Monday, 24 September 2012

Tanjia


It’s hot in North Africa in August. The month of Ramadan, while interesting and impressive to witness, is perhaps not the best time to travel to the Maghreb in search of foodist inspiration. A sunny day on the Andalucía coast, a broken car window and a missing bag (handily filled with all the steal-worthy stuff) is a tiresome way to discover that travel insurance isn’t worth the paperless ether it’s written on... Ah, the pearls of wisdom we uncovered this summer!


Of course we still had a great time: holidays are brilliant! The car was granted convalescence in a posh car park in Algeciras and we dithered around Morocco via boat, train, taxi, bus and smellybus, getting into as many adventures as 45° would allow.

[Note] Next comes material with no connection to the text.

Issue #140, opened 2026-08-14
Won't create HarnessAgents folder on its own


nrrb:
### What happened?

On initial setup, it asked for a location for the Harness Agents, and suggested `~/HarnessAgents` which I went with. Later, during the "How much can agents do on their own?" setup step, after pressing the "finish" button, it gave the error `ENOENT: no such file or directory, mkdir '~/HarnessAgents'` and pushed the interface off the bottom of the screen so I can't progress.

I was excited about the prospect of revisiting the food-stalls at the Djemaa el Fna in Marrakesh. At first it was very disappointing: a massive tourist trap; fun but frustrating. Later, though, we found a little adventure in the shape of a sheep’s head. They’re genuinely delicious. Really. We tried cow’s titty, which was a bit strange but perfectly okay. It was dense and not overly interesting – it reminded me of the time I cooked lamb’s fries*... The mutton face was great though. Like a lamby pig’s trotter. Not everyone’s cup of tea perhaps, but if you can cope with a pig’s foot for your tea then you should find something to love...** The heads have the brains removed and are then boiled. They come straight from the pot onto your plate, so dispelling any worries about bad hygiene, and are topped with some sultry juices from the other item on sale:  Beef Tanjia. The sauce was beefy and bold, but also delicate with saffron and preserved lemon. Yumity-Yum! Grouped in the centre of the market, the guys who sold this stuff were ten times more chilled than the barbecue merchants who clawed at us for custom. Clearly not too many tourists bothered them - and with their gruesome displays it is no little wonder - but even if you’re not a weirdo offal fetishist, go see them to try the beef stew; it’s not a bit scary and it’s the real deal.

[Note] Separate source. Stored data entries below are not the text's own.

PR #161, opened 2026-08-17
fix(floor): stop ANSI cursor sequences garbling the thought bubbles

### LINKED ISSUE #141: garbled text
### What happened?

it doesn't seem to be handling well interim messageds that are flowing..Image

### Steps to reproduce

1. Give Michael a task 
2. Wait for him to share some interim thought bubbles

### Logs / screenshots

```shell

```

### macOS version

0

### Node version

11.9.0

2.1.233

### Pre-flight

gpechieu:
Fixes #141.

## Symptom
Michael's interim thought bubbles render garbled — the reporter's screenshot shows `all three land␛[1Cd.␛[1CSynth␛[1Csizing now,␛[1Cthen␛[1Cwriting…` where the CLI actually printed a clean sentence.

## Root cause
`usePtyParser` scrapes the visible terminal stream to fill the thought bubble / desk card, but its stripper removed **only SGR color codes** (`ESC[…m`). The CLI repaints its live status line using cursor-forward moves (`ESC[nC`) standing in for runs of spaces it knows are already on screen, plus cursor addressing (`ESC[14;6H` — the `…` tail in the screenshot) and erases. All of those leaked into the scraped text verbatim.

## Fix
A small tested `stripAnsi` module (`src/renderer/src/components/ansiText.ts`), used by the parser:
- **Cursor-forward is translated into the spaces it stands for** — simply deleting it would fuse adjacent words (`all␛[1Cthree` → `allthree`).
- Everything else is control, not content, and is removed: OSC strings (titles/hyperlinks), any remaining CSI (SGR, cursor, erase, private modes), charset selects, stray two-byte escapes.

 *That’s bollocks to me and you.  I’ve only tried it once... But to be fair I don’t think I nailed it.
**That sentence could be read as a philosophical statement. Harsh, I’d say.


Tanjia is peculiar to Marrakesh. The man who told us about it made it sound cool so we stayed another day and found someone to show us how it’s done. The sneak preview at the market came by chance and now we knew it would be worth the effort!




Like plenty of others, the dish is named after the dish – a terracotta urn, tall and with handles and a lip at the top which ready it for its rather particular cooking method. Tanjia is cooking for boys – when women make it, it doesn’t taste right, Brahim says. Young men in Marrakesh, perhaps at the stage before they have a wife with a stove to cook them their tea, have developed a pretty fancy alternative to a dirty keebab.  Ingredients to a simple stew are plonked in a pot, sealed tight shut, and then carried to the Hammam where they spend the day gently braising in a bath of hot embers from the wood-fired oven that powers the steamy local wash house. Bread and a bowl, and maybe a chum or two, are all that are needed in the evening to complement the finished dish, carried, piffling and steaming through the back streets of town and back home, for a baddass bachelor beast of a feast!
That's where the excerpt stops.